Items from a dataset
....................

PR #129, opened 2025-03-26
add nats to holo-gateway

JettTech:
Closes #144


JettTech:
This work has been moved into pr #132

PR #131, opened 2025-03-27
DNS Deployment Pipeline

zeeshan595:
Closes [142](https://github.com/Holo-Host/holo-host-private/issues/142)


rust/holo-dns/dockerfile
```diff
@@ -0,0 +1,15 @@
...
+
+WORKDIR /usr/src
+COPY . .
+
+RUN --mount=type=cache,target=/root/.cargo \
+    --mount=type=cache,target=/usr/src/target \
+    cargo build --release && \
+    cp /usr/src/target/release/holo-dns /usr/src/build
+
+FROM gcr.io/distroless/cc
```
mattgeddes, line 11: We should raise a bug to fix this later, but we shouldn't even need glibc. For the DNS service, the public API service and HTTP/NATS gateway, we should build them to the x86_64-unknown-linux-musl target. That'll link them statically, remove dependencies on glibc and drastically shrink the container size. It's something that we need to gate the release on though. So if we raise a bug for that, that'll suffice for now.

mattgeddes (approved):

PR #132, opened 2025-03-28
[fork of] 144 add nats to holo gateway steveej

steveej:
this is branched off #129 and rebased onto main.

this PR is for integrating the holo-gateway with the extra-container-dev environment, which also implies a nix package and nixos module.


rust/services/workload/src/host_api.rs
```diff
@@ -318,7 +318,15 @@ impl HostWorkloadApi {
                     let extra_container_path =
                         provision_extra_container_closure_path(&workload_path_toplevel.into())?;
 
-                    bash(&format!("extra-container destroy {extra_container_path}")).await?;
+                    let extra_container_subcmd = match desired_state {
+                        WorkloadState::Deleted => "stop",
+                        _ => "destroy",
```
steveej, line 323: reverse

```suggestion
                        WorkloadState::Deleted => "destroy",
                        _ => "stop",
```

mattgeddes (approved):
This looks good to me. Especially breaking some of the initial prototype code out into separate modules. Had I known things had changed in this way, I'd have created this commit (https://github.com/Holo-Host/holo-host/commit/b6025a02a8fae69923704c738a734833ef77c188) against this branch instead to make it easier to merge in....

rust/holo-gateway/src/nats_client.rs
```diff
@@ -0,0 +1 @@
+use crate::types;
```
JettTech, line 1: Do we still need this file? Can we remove it?

rust/holo-gateway/Cargo.toml
```diff
@@ -0,0 +1,49 @@
...
+
+[dev-dependencies]
+mock_utils = { workspace = true }
+http-body-util = "0.1.2"
+reqwest = { version = "0.12", features = ["json"] }
+
+[profile.release]
+lto = true
+strip = true
+codegen-units = 1
```
JettTech, line 49:
```suggestion
codegen-units = 1

[features]
broken = []
```

...to help with clippy

JettTech (approved):
Approved - Thanks for all the clean up and merging of this code with the code to support the host agent side.

rust/holo-gateway/Cargo.toml
steveej: my intention for that has been to resolve this differently. either by removing these tests and agreeing on a future direction for a substitute, or by agreeing on a modification of them for this PR.

PR #133, opened 2025-03-31
README: show some examples of building CI tests locally

steveej:


mattgeddes (approved):
Thanks for this! It's much appreciated! I'm running it now -- the syntax seems to work and I'll see what the results are. Thanks again.

PR #141, opened 2025-04-11
104 holo public api updated

zeeshan595:
pipeline

- [x] New Feature
- [ ] Bug Fix

### Description
- Initial setup for holo public api
- It contians auth and logging middleware with a health check endpoint
- Uses db utils
- Added mongodb & redis as background tasks inside github actions


zeeshan595:
Just a heads up. The tests are failing in build bot because the integration tests require a local instance of mongodb and redis to be running. Github actions runs those before running the tests but  build bot does not which is why the tests fail on build bot

mattgeddes (approved):

PR #145, opened 2025-04-17
193: Minor schema updates and added versioning

mattgeddes:
pipeline

- [ ] New Feature
- [ ] Bug Fix

### Description
Made some small schema updates to the DNS service and added versioning to support multiple versions


JettTech (approved):
LGTM!  One idea for future automation would be to extract out the schema version into a config file or the like to decouple it a bit from the code and be able to reuse the same binary across different deployments with only config differences.

PR #150, opened 2025-05-07
104 holo public api sync

zeeshan595:
pipeline

- [x] New Feature
- [ ] Bug Fix

### Description
This PR aims to sync the deployed version of the holo public api to the main branch.
It includes the following new endpoints

- login with apikey
- refresh auth token

- create api key
- get one api key
- get many api keys
- update api key
- delete api key

- upload blob

- create workload
- get workload
- delete workload

- create user (for internal user, registering using legacy system)

Note: tests are missing because there was a overhead because of the delays that caused the api to not be merged in and additional work to resolve conflicts from the branches. In addition, including tests would cause the already big PR massive. Therefore, the tests will be done as part of smaller PRs in the future

Since workloads use the id of a developer not a user currently. I added a temporary get call to get the developer. Once we have an `owner` in the database this call will not be needed.


rust/holo-public-api/src/controllers/blob/upload.rs
```diff
@@ -0,0 +1,205 @@
...
+            owner: owner.clone(),
+        }],
+    ) {
+        return HttpResponse::Forbidden().json(ErrorResponse {
+            message: "forbidden".to_string(),
+        });
+    }
+    let temp_file_identifier = bson::uuid::Uuid::new().to_string();
+    let mut hasher = blake3::Hasher::new();
+    let mut blob = match fs::File::create(format!("/tmp/{}", temp_file_identifier)) {
```
mattgeddes, line 78: Can we make this runtime configurable, and default to somewhere that isn't /tmp? On most Linux distributions /tmp is tmpfs (which is memory-backed, and therefore volatile).

rust/holo-public-api/src/controllers/blob/upload.rs
```diff
@@ -0,0 +1,205 @@
...
+                tracing::error!("{:?}", e);
+                return HttpResponse::InternalServerError().json(ErrorResponse {
+                    message: "Internal server error".to_string(),
+                });
+            }
+        }
+    };
+
+    // copy blob to the correct location
+    match fs::copy(
```
mattgeddes, line 158: A better pattern than write->copy->delete might be to write->rename. This will mean writing to a temporary file on the same filesystem and then renaming to the destination filename. The copy you're doing here could potentially be expensive, as you're writing the file twice and it's not atomic. 

For example, the current pattern would look like the equivalent of this:
 - write to /tmp/xxx
 - copy to /srv/blobstore/yyy
 - remove /tmp/xxx

In this case, you write to /tmp and then ready from /tmp while also writing again to /srv. For a large file, this could be a lot of extra unnecessary I/O. Also, while you're writing to /srv/blobstore/yyy, if another process attempts to write to the same file, the results (according to POSIX) are undefined.

The pattern I would suggest would look more like this:
 - write to /srv/blobstore/.yyy.tmp
 - rename to /srv/blobstore/xxx

In this case, you're only writing the file data once to a unique filename, thus avoiding extra I/O and the issue of parallel processes writing to the same file. The rename is atomic, so if two processes try to do the same thing, you still end up with consistent results.

rust/holo-public-api/src/controllers/blob/upload.rs
```diff
@@ -0,0 +1,205 @@
...
+        Err(e) => {
+            tracing::error!("{:?}", e);
+            return HttpResponse::InternalServerError().json(ErrorResponse {
+                message: "Internal server error".to_string(),
+            });
+        }
+    };
+
+    // create metadata blob
+    let mut metadata_file = match fs::File::create(format!("{}/{}.json", file_location, hash_hex)) {
```
mattgeddes, line 184: Just to be safe, it's probably worth following the same pattern as above, where we write to a temporary file and then rename. That said, we're likely to only be writing a single block of I/O for the metadata, so the odds of some of the problems mentioned above are less likely.

rust/holo-public-api/src/controllers/blob/upload.rs
mattgeddes: I hope I've explained the above clearly enough. If not, we can certainly run through it for a few minutes on one of the scheduled Monday morning calls.

rust/holo-public-api/src/controllers/user/create_user.rs
```diff
@@ -0,0 +1,228 @@
...
+    public_key: String,
+
+    /// the role of the user
+    role: PublicKeyRoleInfo,
+}
+
+#[derive(Serialize, Deserialize, ToSchema)]
+pub struct UserInfo {
+    /// the email of the user, this can be used as a login flow
+    #[schema(example = "john.doe@email.com")]
```
mattgeddes, line 34: A little bit nit-picky perhaps, but RFC 6761 reserves the domains `example.com`, `example.net` and `example.org`  domains for use in documentation and examples, not `email.com`...

rust/holo-public-api/src/controllers/workload/create_workload.rs
```diff
@@ -0,0 +1,125 @@
...
+    pub id: String,
+}
+
+#[derive(OpenApi)]
+#[openapi(paths(create_workload))]
+pub struct OpenApiSpec;
+
+#[derive(Serialize, Deserialize, Debug, Clone, ToSchema)]
+#[serde(rename_all = "snake_case")]
+pub struct CreateWorkloadRequest {
```
mattgeddes, line 24: This definition is fine for now, but is almost certainly going to change drastically once we get into defining workload policies. We won't be exposing details around specific system resources or specific assigned hosts (much in the same way that AWS doesn't).

Is there a way that we can mark this as being hidden or private or something for now? I'm hoping that we don't have any customers come across this API and start trying to use it before we're ready. What are our options for hiding/gating APIs like this while we're still working on them?

rust/holo-public-api/src/providers/docs.rs
```diff
@@ -0,0 +1,68 @@
...
+    docs.info.version = "0.5.3".to_string();
+    docs.info.description = Some(
+        "Holo Public API is a RESTful API that allows you to interact with the Holo platform.
+You can manage your API keys, workloads, blobs, user accounts, and more.
+"
+        .to_string(),
+    );
+    // auth tag
+    let mut auth_tag = utoipa::openapi::Tag::new("Auth");
+    auth_tag.description = Some(
```
mattgeddes, line 23: Thanks for being thorough with the docs.

rust/util_libs/db/src/schemas/jurisdiction.rs
```diff
@@ -0,0 +1,495 @@
...
+    Debug,
+    Clone,
+    PartialEq,
+    Eq,
+    Hash,
+    Default,
+    ToSchema,
+)]
+#[strum(serialize_all = "title_case")]
+pub enum Jurisdiction {
```
mattgeddes, line 19: Thanks for making this more complex than a string. I'm still wondering whether there's something already out there in an existing crate, and also that covered different levels of jurisdiction. For example, we have country names here, which makes sense -- Germany and Austria are both jurisdictions, but the European Union is also a jurisdiction that we could have to deal with in workload and other policies. 

I don't think that we ought to try to implement all of that complexity -- I'd just be surprised if there wasn't already a crate out there that handled this, or that we could extend. I'll take a look too and see what I can find.

rust/holo-public-api/src/controllers/workload/create_workload.rs
zeeshan595: Yep, I can create a private and a public docs

rust/util_libs/db/src/schemas/jurisdiction.rs
zeeshan595: I agree with this and I will look into another API. I just copy pasted the list we had in the legacy system. Thought it would be good for now. Also, makes the migration easy

rust/holo-public-api/src/controllers/workload/create_workload.rs
zeeshan595: This is done, now there are internal docs which we can disable for public endpoints

rust/holo-public-api/src/controllers/user/create_user.rs
zeeshan595: Done

mattgeddes (approved):
The latest changes seem fine to me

....................

What you need to do: Your answer should be one number: the count of lines in the data above that include the word "return".

Solution for this task: 3